Stored records
################
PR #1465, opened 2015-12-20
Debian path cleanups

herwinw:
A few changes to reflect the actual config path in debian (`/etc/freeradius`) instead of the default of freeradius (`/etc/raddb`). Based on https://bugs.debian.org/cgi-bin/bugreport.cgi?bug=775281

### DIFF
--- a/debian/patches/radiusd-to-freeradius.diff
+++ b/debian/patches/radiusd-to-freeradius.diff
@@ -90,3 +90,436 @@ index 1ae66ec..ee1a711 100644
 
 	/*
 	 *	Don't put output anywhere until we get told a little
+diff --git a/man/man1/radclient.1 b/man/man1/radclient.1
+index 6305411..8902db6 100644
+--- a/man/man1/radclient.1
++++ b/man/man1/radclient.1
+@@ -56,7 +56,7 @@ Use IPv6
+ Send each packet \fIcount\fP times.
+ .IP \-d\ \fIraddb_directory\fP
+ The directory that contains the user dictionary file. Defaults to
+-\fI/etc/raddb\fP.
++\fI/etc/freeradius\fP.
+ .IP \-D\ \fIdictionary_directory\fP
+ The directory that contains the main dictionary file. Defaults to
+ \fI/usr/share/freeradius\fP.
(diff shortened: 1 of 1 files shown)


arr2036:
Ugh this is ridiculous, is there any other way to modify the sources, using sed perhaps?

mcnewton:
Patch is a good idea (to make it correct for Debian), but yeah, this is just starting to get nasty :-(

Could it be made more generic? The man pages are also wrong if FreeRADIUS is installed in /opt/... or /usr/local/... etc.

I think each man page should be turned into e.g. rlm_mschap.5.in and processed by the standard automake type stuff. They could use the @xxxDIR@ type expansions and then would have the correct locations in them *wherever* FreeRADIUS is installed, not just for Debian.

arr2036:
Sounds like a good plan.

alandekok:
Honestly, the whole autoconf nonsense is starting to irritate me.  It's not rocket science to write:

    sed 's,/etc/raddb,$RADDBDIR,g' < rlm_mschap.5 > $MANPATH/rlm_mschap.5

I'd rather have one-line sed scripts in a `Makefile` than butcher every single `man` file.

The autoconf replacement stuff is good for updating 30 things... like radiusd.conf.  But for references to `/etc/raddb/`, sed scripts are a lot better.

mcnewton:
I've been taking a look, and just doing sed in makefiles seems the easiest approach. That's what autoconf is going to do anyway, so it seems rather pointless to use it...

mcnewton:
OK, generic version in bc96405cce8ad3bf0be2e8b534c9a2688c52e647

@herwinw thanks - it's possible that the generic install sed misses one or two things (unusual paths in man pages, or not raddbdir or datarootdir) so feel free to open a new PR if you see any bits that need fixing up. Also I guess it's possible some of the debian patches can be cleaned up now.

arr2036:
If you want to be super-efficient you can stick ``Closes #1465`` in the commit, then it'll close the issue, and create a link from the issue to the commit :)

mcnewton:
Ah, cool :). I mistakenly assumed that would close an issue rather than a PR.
################
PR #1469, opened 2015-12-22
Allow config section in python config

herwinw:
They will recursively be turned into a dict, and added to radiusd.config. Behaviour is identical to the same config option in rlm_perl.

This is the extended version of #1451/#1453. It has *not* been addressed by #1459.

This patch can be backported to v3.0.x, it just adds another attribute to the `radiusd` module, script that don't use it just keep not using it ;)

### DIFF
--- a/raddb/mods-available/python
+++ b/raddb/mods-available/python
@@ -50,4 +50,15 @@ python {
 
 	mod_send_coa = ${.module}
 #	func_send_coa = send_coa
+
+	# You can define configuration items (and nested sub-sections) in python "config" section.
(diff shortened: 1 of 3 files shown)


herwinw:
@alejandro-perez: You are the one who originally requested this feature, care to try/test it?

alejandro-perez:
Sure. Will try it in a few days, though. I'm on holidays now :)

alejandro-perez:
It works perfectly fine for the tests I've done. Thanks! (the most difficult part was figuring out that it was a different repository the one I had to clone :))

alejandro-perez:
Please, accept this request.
################
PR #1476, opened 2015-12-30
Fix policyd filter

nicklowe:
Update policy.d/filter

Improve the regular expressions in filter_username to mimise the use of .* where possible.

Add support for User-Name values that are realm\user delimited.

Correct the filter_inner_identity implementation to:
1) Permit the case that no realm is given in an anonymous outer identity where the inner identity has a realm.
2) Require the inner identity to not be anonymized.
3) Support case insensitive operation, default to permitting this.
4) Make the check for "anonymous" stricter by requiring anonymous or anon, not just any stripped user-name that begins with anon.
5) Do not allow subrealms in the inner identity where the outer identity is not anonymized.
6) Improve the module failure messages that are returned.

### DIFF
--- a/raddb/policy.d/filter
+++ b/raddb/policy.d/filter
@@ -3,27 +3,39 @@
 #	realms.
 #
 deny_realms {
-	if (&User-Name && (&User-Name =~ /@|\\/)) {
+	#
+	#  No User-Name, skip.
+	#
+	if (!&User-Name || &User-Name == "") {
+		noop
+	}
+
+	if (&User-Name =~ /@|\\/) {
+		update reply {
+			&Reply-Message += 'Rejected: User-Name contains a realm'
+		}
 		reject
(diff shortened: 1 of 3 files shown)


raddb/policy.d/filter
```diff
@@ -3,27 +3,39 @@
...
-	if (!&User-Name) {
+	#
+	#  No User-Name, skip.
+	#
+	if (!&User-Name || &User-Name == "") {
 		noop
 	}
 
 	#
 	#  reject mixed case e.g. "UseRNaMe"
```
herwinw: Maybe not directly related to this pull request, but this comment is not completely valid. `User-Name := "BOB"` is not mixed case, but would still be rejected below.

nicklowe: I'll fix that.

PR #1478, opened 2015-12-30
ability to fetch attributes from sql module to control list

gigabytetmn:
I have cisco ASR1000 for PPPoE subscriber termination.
################
• Work task
Check each line above for the string "radclient" and copy every line that has it.

• Result of the task
+diff --git a/man/man1/radclient.1 b/man/man1/radclient.1
+--- a/man/man1/radclient.1
++++ b/man/man1/radclient.1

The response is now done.